Optical microscope superimposed images of the magnetic particle suspension in the microfluidic channel in the presence of magnetic field, at different flow rates (ac). The arrows in (a) and (b) indicate the trapped 7.85 µm particles

To confirm the new concept design, another sorting device was developed. This design is like the previous design but with little modifications to the sorting end. Instead of being circular, the end of the main channel was concaved further towards the inside (see Fig. 9). The induced magnetic field was due to a larger wire (d = 0.508 mm) with the same permalloy material and the particle suspension was prepared similarly using different Spherotech beads; 1.30- and 5.65-µm in diameter.
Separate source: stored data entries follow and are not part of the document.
Issue #13013, opened 2024-02-12
Clicking on a formula settings cog in a grid component causes the app to freeze, hard refresh required to fix.


ConorWebb96:
**Checklist**
- [x] I have searched budibase discussions and github issues to check if my issue already exists

**Hosting**
- Self
  - Method: docker compose
  - Budibase Version: 2.19.0
  - App Version: 2.19.0

**Describe the bug**
When trying to view the settings of a grid column which is a formula the application crashes/can't interact with anything else until you hard refresh the page.

**To Reproduce**
1. Add a grid component to the design screen
2. Click the grid component
3. Make sure one of the columns is a static column type
4. On the right hand side of the screen 
5. Click the settings cog related to the formula column
6. See error

**Expected behavior**
I'm not sure formula columns should allow you to view the settings, possibly remove the settings cog to prevent this from happening. Other things such as moving its place etc/hiding it should still work.

**Screenshots**
<img width="539" alt="Screenshot 2024-02-12 at 15 04 11" src="https://github.com/Budibase/budibase/assets/126772285/e30d7de1-a592-4f04-b9b5-d743685f89cc">

**App export**
[grid issue-export-1707750455525.tar.gz](https://github.com/Budibase/budibase/files/14239878/grid.issue-export-1707750455525.tar.gz)

PR #13035, opened 2024-02-14
Use constants for icon info rather than component definitions

aptkingston:
## Description
Fixes a crash when trying to rename a formula column in a grid block. This was happening because we couldn't find the correct icon for a formula column, so this PR updates how we find icons to use the backend-core constants, which is a more accurate source than relying on field component lookups in the manifest (as there are certain data types we don't have components for, like formula columns as seen here).

## Addresses
- https://linear.app/budibase/issue/BUDI-8001/clicking-on-a-formula-settings-cog-in-a-grid-component-causes-the-app
- https://github.com/Budibase/budibase/issues/13013


melohagan (approved):
LGTM!

PR #13036, opened 2024-02-14
Update Svelte Major Version to 4

Ghrehh:
**NOTE**: The first two commits of this PR are the main ones, one has a bunch of repetitive changes temporarily commenting out Svelte warnings, and the other contains the actual real changes.

### Main change
- Bumps the Svelte version in all relevant packages from `3.49.0` to `4.2.10` which at time of writing is the latest stable version, this was mostly painless but has a few run on effects. We also stopped specifying the svelte version in the submodules individually, instead we add it once at the top level.

### Changes to `packages/account-portal`
There is a corresponding account portal change the should be merged first https://github.com/Budibase/account-portal/pull/530

### Changes to `packages/server`
- The [svelte/register](https://svelte.dev/docs/svelte-register) function we previously used to render our client app templates was removed. The Svelte docs in general are a bit lacking on SSR stuff, and the recommended approach for Svelte 4 seems to be "use a bundler or Sveltekit". I opted to add a custom plugin for esbuild, which is the build tool we use for our backend projects, which manually calls the `compile` function Svelte exports. These changes are in `scripts/build.js`.
- This means that Svelte components can be directly imported into our backend code bases and are treated like JS.
- This means we no longer need to import the component at runtime like we did previously.
- These changes also mean that a Svelte file imported and rendered on the backend can itself import and use other Svelte components, which wasn't possible before.
- This does mean that that components and the Svelte runtime are bundled into the main js output, but at a glance this extra code makes no noticeable difference to size, it's at least as small a change as 100kb, but possibly much smaller, that's just how granular `ls` was when I checked. 
- It'd also be pretty easy to handle our `hbs` files in a similar way to the Svelte files, and import them directly and include them in the bundle, currently we're also opening those files at run time.
- I made some general changes to the main `scripts/build.js` to make the js/hbs/svelte build process a little more async.
- I opted to remove the use of `glob` in the above files, because as far as I can tell it's only available for use as it's a dependency of a dependency, and isn't directly pinned anywhere. To avoid adding another dependency I opted to use [`fsPromises.opendir`](https://nodejs.org/api/fs.html#fspromisesopendirpath-options) with the `recursive` flag which seems to fulfil the same task. 
- We had to make some changes to the jest config to get svelte files working, including adding a custom transformer for svelte files.

Hope this work all looks good, I appreciate that making changes to the build process is stepping on other team's toes a bit, so would appreciate any input🙏

### Changes to `packages/client`
- The client package uses Rollup instead of Vite, and the client would trigger any `onMount` hooks unless we updated to the latest version of Vite which is from `2.44.0` -> `4.9.6`. Were still using some deprecated Rollup plugins, but the client seems to function fine.

### Changes to all frontend packages
- Svelte now loudly complains about a lack of accessibility considerations, like onclick events with no button events etc. I've a PR in the works that addresses some of this stuff, so I opted to just add comments to disable them all for now.

## Ticket
https://linear.app/budibase/issue/BUDI-7995/update-svelte-to-latest-4x


aptkingston:
> Sorry to bump in ! Will this require updating the custom components to Svelte 4 too ?

Hey! Custom components will automatically use the version of svelte that Budibase is using, so any custom components already built and being used inside apps will automatically start using version 4. This shouldn't cause any issues - there were no major changes. We will update the skeleton repository for plugins to ship with version 4 too.

You can absolutely update your own plugins to version 4 if you want, but it should only affect the build step as we don't bundle Svelte itself inside custom components.

TLDR: No need to make any changes, unless you want to! Everything should continue to work just fine.

packages/bbui/package.json
```diff
@@ -25,7 +25,7 @@
     "rollup-plugin-postcss": "^4.0.0",
     "rollup-plugin-svelte": "^7.1.0",
     "rollup-plugin-terser": "^7.0.2",
-    "svelte": "3.49.0"
+    "svelte": "^4.2.10"
```
aptkingston, line 28: If we don't pin the version, can we guarantee we'll never accidentally update to a new patch version in one package and not another? I'd hate to accidentally start bundling 2 versions of svelte because of that (and it would increase bloat significantly). That's the main reason we explicitly pinned this before.

aptkingston (approved):
LGTM! Fingers crossed we get some free performance improvements from this too.

poirazis:
Thanks @aptkingston !
I will definetly rebuild all with v4 ! It offers 12% smaller build size they claim and faster performace !
Great job guys !

packages/bbui/package.json
Ghrehh: I'm not 100% on how this works in a monorepo/workspace tbh. The only `yarn.lock` is in the project root , so I don't think this would be possible as long as every package has the same svelte version specified, even with the caret.

As I say though, not 100% so if you're more comfortable pinning it to an exact version I'm happy to do so.

Ghrehh: The team talked offline and we realised we can just specify the svelte version in the root of the monorepo and remove it from the child repos' `package.json`. Probably a bunch of other packages we can do this for too, but will punt on that for now.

The sample containing the particles was introduced at 0.1 µl/s and was hydrodynamically focused by a 0.7 µl/s buffer flow. In the absence of a magnetic field, all particles reached the end of the main channel and then departed through the second outlets as shown in Fig. 9a. After applying the external magnetic field (Fig. 9b), the repulsive force, differentially, deflected the streaming particle types laterally, each to a corresponding outlet channel.

Fig. 9
figure 9

Bright field microscopic superimposed images of magnetic particles with diameters of 1.30 and 5.65 µm in a 200 µm microfluidic channel in the a absence of magnetic field. b Presence of magnetic field, sorting demonstrated here was performed at a flow rate of; 0.7 µl/s for the buffer, and 0.1 µl/s for particles’ suspension using a Permalloy wire with 0.508 mm diameter. The images are constructed by overlaying sequential frames (15 frames per second) of the corresponding time-lapse movies

5 Conclusion

The sorting of multi magnetic targets, based on their differential repulsions from a single transversal HGMC, is demonstrated experimentally and numerically. By utilizing the transverse magnetic arrangement, the throughput can be geometrically scaled up, simply by extending the microchannel depth along which the transversal non-invasive wire is aligned. With that, the channel can be configured to handle a layer of a hydrodynamically focused sample flow, with a macro-scaled width, whilst having the full utility of the short-ranged forces. Instead of the incremental magnetic operation that takes place with the wire when aligned alongside the flow, the developed system is set to sort the targets into ribbon-like sheets toward spatially addressable outlets. For the successful sorting, the introduced sample must be focused into a layer equal to or smaller than the angular span of the wire on which the repulsive force is forming. As alternatives for the hydrodynamics focusing used here, sheathless sample focusing can be achieved: inertially using a relatively long serpentine channel (Zhang et al. 2014); or by devising the sample with a viscoelastic behavior using a non-Newtonian aqueous buffer (Zhang et al. 2016). Although demonstrated experimentally here to sort two targets, the concept design, as demonstrated by the numerical simulation, can be configured to handle as many targets as the available designated outlets. With a closer wire and stronger induced repulsion field, the outlet nearest to the wire can be designated to vent, exclusively, all nonmagnetic particles. For the ferromagnetic wire is a pre-fabricated and with a large diameter (0.254 and 0.508 mm were used), the concept design introduced here, and a variety of its embodiments, allow for different types of wires to be mounted independently from the fluidic chip and to be controlled externally, like with a micropositioning stage. This will pave the way for building multiplexed HGMC-based micro-sorters that can be automated and reprogramed to serve a variety of integrated magnetic lab-on-chip biosensing systems.